By Alessandro Di Fiore and Gabriele Rosani
Some things in business are understandably complex. Think of a global industrial company selling a customised technology solution to a large manufacturer with multiple sites worldwide. Such B2B selling is typically a complex and time-consuming process, requiring the involvement and contribution of several individuals and functions. To successfully manage the sales cycle, sellers typically deploy key account management (KAM). This provides the structure to coordinate people from multiple internal areas (such as tech support, applied technology, engineering, supply and logistics, legal, health and safety, and so on), while navigating the external buyer’s network.
Key account management provides the mesh between the buying and selling organisations. The main challenge is to coordinate effectively and efficiently all those functions involved while interfacing with the equally multi-faceted and complicated network of decision makers and influencers on the customer’s side. This doesn’t always work. Poor alignment and friction frequently result in delays, rigidity, and sub-optimal fulfilment of customer’s requests. The current context of a global pandemic, with limited in-person meetings, has exacerbated the issue, making coordination and alignment even more difficult internally and with the customer organisation.
So, what can companies do to maximise their KAM capabilities at this difficult time and into the uncertain future? Our experience from working with organisations worldwide is that to tackle this challenge companies should look at some of the principles and methods of agility to rethink how their key account management can and should work.
Agility is all about multidisciplinary collaboration, frequent alignment, adaptation to changing priorities and demands from the market. Born in IT/software development, agility has gradually been adopted across other functions such as product design, business model design, marketing and communications, and HR, across different industries.
The results are consistent and show increased work productivity, customer focus, reduced cycle times and increased team motivation.
Recently we have helped one of our clients, PlasticCo (we have disguised the name), a global specialty chemicals company serving truck and bus original equipment manufacturers, embrace agility in key account management. The main challenge was to break down the typical silos between the various functions necessary along the commercial cycle. PlasticCo set up agile teams — typically of four to six members with the right mix of skills to ensure autonomous end-to-end execution, with full accountability and without further handovers. In the agile teams, the key account manager sets the backlog of priorities for the next two to three weeks, using a visual board (Kanban) to position the leads along the sales funnel and track progress.
Based on this, the other members align and organise the work. They might, for example, reallocate lab resources for testing given a priority change in customer requests, or tweak the delivery specifications for chemical drums. Every week the team has a short stand-up meeting (replaced by a video call in the pandemic) to stay aligned, present progress or hurdles, so that everyone is aware of the status and can act appropriately. Practical decisions are taken more rapidly because each member does not have to go back to their functional boss for approval in a back-and-forth mode. This reduces delays and makes the team more accountable, engaged and focused on results. It also fosters creativity and innovation, for example, by discussing important client issues and needs from multiple angles and with a problem-solving approach.
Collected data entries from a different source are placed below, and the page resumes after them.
PR #66527, opened 2025-06-27
WIP: Add steps to run e2e tests for cso operator

gnufied:
xref

### DIFF
--- a/ci-operator/config/openshift/cluster-storage-operator/openshift-cluster-storage-operator-release-4.20.yaml
+++ b/ci-operator/config/openshift/cluster-storage-operator/openshift-cluster-storage-operator-release-4.20.yaml
@@ -201,6 +201,19 @@ tests:
   steps:
     cluster_profile: hypershift
     workflow: hypershift-aws-e2e-external
+- as: e2e-cluster-storage-operator-test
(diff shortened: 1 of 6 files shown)


ci-operator/config/openshift/cluster-storage-operator/openshift-cluster-storage-operator-release-4.20.yaml
```diff
@@ -201,6 +201,19 @@ tests:
   steps:
     cluster_profile: hypershift
     workflow: hypershift-aws-e2e-external
+- as: e2e-cluster-storage-operator-test
+  steps:
+    cluster_profile: aws-2
```
jsafrane, line 206: We will need to run the e2e tests on all clouds and form factors. IMHO we don't want to add a specific e2e job for each cloud. I'd prefer adding the test to openshift/origin with `[OCPFeatureGate:StoragePerformantSecurityPolicy]`. We already have e2e jobs that run origin tests + they can filter by feature gate.

jsafrane:
I think this is not needed, we have tests for `StoragePerformantSecurityPolicy` in regular jobs.
/close

PR #66632, opened 2025-07-02
switch to using kueue ga repos

kannon92:
Since we switched to using GA repos in our bundle, we should change our mirror sets.


kannon92:
/pj-rehease pull-ci-openshift-kueue-operator-release-1.0-test-e2e-upstream-4-18

PR #66700, opened 2025-07-03
ROX-29505: run sensor integration tests only on changes

janisz:
We migrated this tests to GHA on kind cluster. They are working much faster as we do not need to wait for tests. This means we can skip running this job on all PRs and run only if sensor code is changed. 

- https://github.com/stackrox/stackrox/pull/15407


janisz:
cc: @lvalerom @vikin91

PR #66704, opened 2025-07-03
Add stephenfin to approver for openshift on openstack

mandre:
Stephen is going to gradually assume team lead responsibilities for OpenShift on OpenStack. Leaving myself in these files as well for at least the transition period.


mandre:
cc @stephenfin

PR #66720, opened 2025-07-04
Add new release aws-observability-quota-slice

anpingli:
Remove https://github.com/openshift/release/pull/66669/files as  observability-aws-quota-slice is defined for dynamic resources.
Add a new lease one  aws-observability-quota-slice for cluster-profile.


core-services/prow/02_config/generate-boskos.py
```diff
@@ -523,6 +523,8 @@
     },
     'observability-aws-quota-slice': {
         'default': 50,
```
psalajova: If this is no longer needed, please remove it

anpingli: I think that  is used by  cluster pools. That is why I keep it asis and create the new one aws-observability-quota-slice'

anpingli: Is there any way to confirm if observability-aws-quota-slice' is used?

psalajova: `observability-aws-quota-slice` was used for the cluster profile ClusterProfileAWSObservabiltity. I don't think these leases are used for cluster pools

anpingli: Got it. Drop it.

anpingli: @psalajova  PTAL, thanks

PR #66790, opened 2025-07-07
add older oadp must-gather versions to image mirror

weshayutin:
OADP should have the quay image available as needed.


weshayutin:
@kaovilai fyi

PR #72483, opened 2025-12-11
Fix cyborg CI test command

thiagoalessio:
The PR <https://github.com/openshift-eng/cyborg/pull/230> changed the location of files in order to make cyborg installable by PIP.


hoxhaeris:
/hold
We need to coordinate the merges for both PRs.

PR #72493, opened 2025-12-11
kueue: remove yq and use jq from the package repo

rphillips:


kannon92:
Looking at https://prow.ci.openshift.org/view/gs/test-platform-results/pr-logs/pull/openshift_release/72493/rehearse-72493-pull-ci-openshift-kueue-operator-main-test-e2e-downstream-4-20/1999182716603469824,

it seems that this is working. 

It got past the build steps so I think this is fine to merge.

/lgtm

PR #72498, opened 2025-12-11
chore: check for [skip-e2e] commit comments in the PR title of RHDH helm e2e tests (RHDHBUGS-2431)

nickboldt:
chore: check for [skip-build] commit comments in the PR title of RHDH helm e2e tests ([RHDHBUGS-2431](https://issues.redhat.com//browse/RHDHBUGS-2431))

Signed-off-by: Nick Boldt <nboldt@redhat.com>

Assisted-by: Cursor

### DIFF
--- a/ci-operator/step-registry/redhat-developer/rhdh/ocp/helm/redhat-developer-rhdh-ocp-helm-commands.sh
+++ b/ci-operator/step-registry/redhat-developer/rhdh/ocp/helm/redhat-developer-rhdh-ocp-helm-commands.sh
@@ -1,10 +1,10 @@
 #!/bin/bash
 
-# Check for [skip-build] commit comments in the PR title
+# Check for [skip-e2e] commit comments in the PR title
 if [ "$JOB_TYPE" == "presubmit" ] && [[ "$JOB_NAME" != rehearse-* ]]; then
     PR_TITLE=$(curl -s "https://api.github.com/repos/${GITHUB_ORG_NAME}/${GITHUB_REPOSITORY_NAME}/pulls/${GIT_PR_NUMBER}" | jq -r '.title')
-    # only skip e2e tests for a [skip-build] PR that has been auto-approved by github-actions[bot]
-    if [[ "$PR_TITLE" == *"[skip-build]"* ]]; then
+    # only skip e2e tests for a [skip-e2e] PR that has been auto-approved by github-actions[bot]
+    if [[ "$PR_TITLE" == *"[skip-e2e]"* ]]; then
         echo "PR_TITLE: $PR_TITLE"
         APPROVALS=$(curl -s "https://api.github.com/repos/${GITHUB_ORG_NAME}/${GITHUB_REPOSITORY_NAME}/pulls/${GIT_PR_NUMBER}/reviews") # json array of approvals
         # iterate through the approvals and check if the approval is from the .user.login = "github-actions[bot]" and if the .state = "APPROVED" 


ci-operator/step-registry/redhat-developer/rhdh/ocp/helm/redhat-developer-rhdh-ocp-helm-commands.sh
```diff
@@ -1,4 +1,15 @@
 #!/bin/bash
+
+# Check for [skip-build] commit comments in the PR title
+if [ "$JOB_TYPE" == "presubmit" ] && [[ "$JOB_NAME" != rehearse-* ]]; then
```
subhashkhileri, line 4: I am trying to understand, if we want to skip the build then we also want the e2e to not run? why not use downstream image in this case?

nickboldt: because if the change didn't require a build then there's nothing to test. For example if I update some doc, I don't have to rebuild the image and re-run all the tests just to fix a typo in some markdown file. 

Or if we bump versions like in https://github.com/redhat-developer/rhdh/pull/3819/files there's zero need to spend hours and resources re-testing a no-op change.

nickboldt: if preferred I can rework this to use an auto-approve comment like https://github.com/redhat-developer/rhdh/pull/3819#pullrequestreview-3553130148 as the gate for "this PR doesn't need to run the e2e prow tests"

ci-operator/step-registry/redhat-developer/rhdh/ocp/helm/redhat-developer-rhdh-ocp-helm-commands.sh
```diff
@@ -1,4 +1,25 @@
...
+        # iterate through the approvals and check if the approval is from the .user.login = "github-actions[bot]" and if the .state = "APPROVED" 
+        approval_count=$(echo "$APPROVALS" | jq 'length')
+        for ((i=0; i<approval_count; i++)); do
+            user_login=$(echo "$APPROVALS" | jq -r ".[$i].user.login")
+            state=$(echo "$APPROVALS" | jq -r ".[$i].state")
+            if [[ "$user_login" == "github-actions[bot]" ]] && [[ "$state" == "APPROVED" ]]; then
+                echo "Auto-approved by github-actions[bot], so no need to run tests; skip all test execution with exit code 0"
+                exit 0
+            fi
+        done
```
subhashkhileri, line 19:
```suggestion
        done
        exit 1
```

nickboldt: I don't understand -- you wanted to ONLY skip the e2e testing if `"$PR_TITLE" == *"[skip-build]"*` and  `"$user_login" == "github-actions[bot]"` and `"$state" == "APPROVED"` ... but you want to fail the e2e testing here for all cases where the `[skip-build]` appears in the commit message?

That seems like the opposite of what you want here. I thought the point was to simply skip over this check if all three conditions are not met... and therefore DO run the tests.

subhashkhileri: The goal here is to fail fast and exit early when the PR title contains [skip-build], unless it satisfies the additional condition of being auto-approved by github-actions[bot].

This suggestion is based understanding that tests should not run when [skip-build] is present in the PR title. The checks for "$user_login" == "github-actions[bot]" and "$state" == "APPROVED" are included purely as a verification step, to ensure that the PR was auto-approved before marking it green.

It's just a suggestion. I was okay even if we don't want to fail fast. I had approved the PR.

ci-operator/step-registry/redhat-developer/rhdh/ocp/helm/redhat-developer-rhdh-ocp-helm-commands.sh
zdrapela: I don't think we want to use the `[skip-build]`, because it is now regularly used also in cases where you want the e2e tests to run while using the next image, but you don't need to wait for the build of the PR image (you are only skipping build). If we want to go this way, I'd at least choose a label that fits (like `[skip-e2e]`). But I consider having a label like this dangerous (it's giving everyone the right to skip e2e). You can always manually override the e2e-tests with `/override ci/prow/e2e-ocp-helm` if you have the rights to do that (this requires conscious manual approval, but it will work just fine for https://github.com/redhat-developer/rhdh/pull/3819). Or maybe a bot account from `auto-approve workflow` can use that?

But I still think that using the `skip_if_only_changed` is a safer option. It accepts golang-style regex, and you can configure it to target specific files in specific directories... See the docs: https://docs.prow.k8s.io/docs/jobs/#triggering-jobs. It can work perfectly well for PRs like this one, you mentioned initially: https://github.com/redhat-developer/rhdh/pull/3783, or at least use a combination.
Another benefit is that the e2e tests will be skipped instantly. You won't be waiting for a cluster claim, less wasted resources overall.

ci-operator/step-registry/redhat-developer/rhdh/ocp/helm/redhat-developer-rhdh-ocp-helm-commands.sh
zdrapela: I've written my opinion in the other comment, see: https://github.com/openshift/release/pull/72498/files#r2618732364

ci-operator/step-registry/redhat-developer/rhdh/ocp/helm/redhat-developer-rhdh-ocp-helm-commands.sh
nickboldt: OK so I'm hearing two things:
* use a new keyword `[skip-e2e]` for obvious no-op changes created by an approved bot (like bumping versions in package.json files after we release a .z update)
* have the auto-approver for these no-op changes created by the bot also use the `/override ci/prow/e2e-ocp-helm` command so that we don't bother to provision a cluster when we don't need one

> skip_if_only_changed

this only works for **file paths**. Are you suggesting I **add all the package.json files** into that regex so that any change to any package.json would be auto-skipped? that's not a good solution either because we only want to skip on version bumps, not actual changes. This `skip_if_only_changed` regex isn't smart enough to look at what the changes are, only what the filenames are. 

> It can work perfectly well for PRs like this one, you mentioned initially: https://github.com/redhat-developer/rhdh/pull/3783, or at least use a combination.

Again, this would mean any REAL changes to the dockerfiles would be autoskipped which is BAD. We only want version bumps to get the e2e-skip treatment... not ALL changes to dockerfiles.

ci-operator/step-registry/redhat-developer/rhdh/ocp/helm/redhat-developer-rhdh-ocp-helm-commands.sh
nickboldt: > if we don't want to fail fast.

I don't  want to fail fast. I want to pass fast / skip doing anything / return a zero code (pass, not fail).

nickboldt:
/pj-rehearse pull-ci-redhat-developer-rhdh-release-1.8-e2e-ocp-helm

ci-operator/step-registry/redhat-developer/rhdh/ocp/helm/redhat-developer-rhdh-ocp-helm-commands.sh
zdrapela: Thank you for taking the time to explain it. Now I see the full picture and see that `skip_if_only_changed` is not a solution for any changes that this targets. The solution in this PR is good.

PR #72512, opened 2025-12-12
fix setting about attach-default-network

zhouying7780:


zhouying7780:
@heliubj18 Please help review , thanks .

PR #72518, opened 2025-12-12
OpenStack: drop periodics for unmaintained releases

mandre:
OCP 4.15 dropped out of support on August 27 2025, and OCP 4.12, while
technically still covered by `Extended Update Support Add-On - Term 2`
until January 17, 2026 doesn't receive any updates.

Also reduce the frequency of 4.14 jobs.


stephenfin:
This looks good. However, should we keep the image references part of the jobs? I don't imagine any of these test images are making their way into the payload, but I'm cautious after https://github.com/openshift/release/pull/72233

stephenfin:
Thought that might be the case but happy to have asked all the same. Thanks :ok_hand: 

/lgtm
/approve

PR #72545, opened 2025-12-12
Remove wait for Azure cluster in peerpods-param-cm

tbuskey:
There was a wait for an Azure cluster that looked for a non-existant condition.  This caused all peer-pods and coco cluster build to timeout and fail


ci-operator/step-registry/sandboxed-containers-operator/peerpods/param-cm/sandboxed-containers-operator-peerpods-param-cm-commands.sh
```diff
@@ -162,7 +162,6 @@ handle_azure() {
     else
         # On normal cluster wait for it to be Available
         echo "Waiting for OpenShift infrastructure to be ready..."
```
wainersm: Hi @tbuskey ! Let's get rid of that `echo "Waiting ..."` too. Otherwise, lgtm.

PR #72547, opened 2025-12-12
feat: parse arch for updates

dhaiducek:
Currently running `make update` on an M1 Mac requires overriding `CONTAINER_ENGINE_OPTS`, so this adds logic to parse the arch.


dhaiducek:
Something in the images changed (maybe CGO was shut off?), but `make update` started working without changing the arch.

PR #72573, opened 2025-12-14
Upating to rename models as a service

jland-redhat:
We recently updated the `model-billing` repo to `models-as-a-service`, which seems to have broken some of our integrations


jland-redhat:
Covered by this:
https://github.com/openshift/release/pull/72318/files

PR #72592, opened 2025-12-15
OSASINFRA-3978: Increase openstack application credentials timeout

eshulman2:
Increase application credentials time to live to make sure they do not expire in cluster-control-plane-machine-set-operator which im some cases are longer than 6 hours.


mandre (commented):
I wouldn't be opposed to bump the global app creds timeout to 8 hours the same way @stephenfin did in https://github.com/openshift/release/pull/72129.

eshulman2:
@mandre sure, will bump the default to 8H

PR #72611, opened 2025-12-15
METAL-1651: Add periodic sync for IPE with rebasebot

elfosardo:


elfosardo:
/cc @chrischdi @damdo @elmiko @joelspeed @mdbooth @nrb @racheljpg @radekmanak

please have a look when you have a moment, thanks

PR #72618, opened 2025-12-15
ofcir: remove lab-small server type

tdomnesc:


tdomnesc:
I forgot intranet network access is required for bmctest. Closing this for now as I need to try and move the script to the CI pod instead of a server.

/close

Paradoxically, COVID-19 restrictions, like remote work, can help salespeople set up quick video calls with the customer, inviting colleagues with the right expertise from other functions to join (this would have been more difficult in the era of in-person meetings at the client site). The customer feedback is discussed in review sessions where the team decides what needs to be changed or improved, triggering a new sprint of work to produce a better iteration of the commercial proposal. At the end of the sprint, the team has a retrospective session to look back at what worked well and what did not work well. Rather than pointing fingers and blaming each other, this represents a precious moment for open and constructive feedback and learning capturing on how to do even better as a team focused on a specific account.
PlasticCo’s journey towards agility is still in progress. At the beginning there was skepticism, especially among key account managers. But, after the first round of pilots, the improvement in the way of working and the impact on results soon became clear. To embed the new approach, the company has also introduced a shorter planning cycle with a quarterly business review and more focused and transparent objectives and key results (OKRs) for teams and individuals, linking part of the performance to the team objectives and not solely to individual goals.
The case of PlasticCo and other examples suggests that agility has significant potential for improving the way companies sell their solutions, especially in B2B environments where sales are typically more complex and multifaceted. Moreover, today’s pandemic context, rather than an obstacle, represents a window of opportunity to accelerate the adoption of more agile commercial approaches in key account management and elsewhere.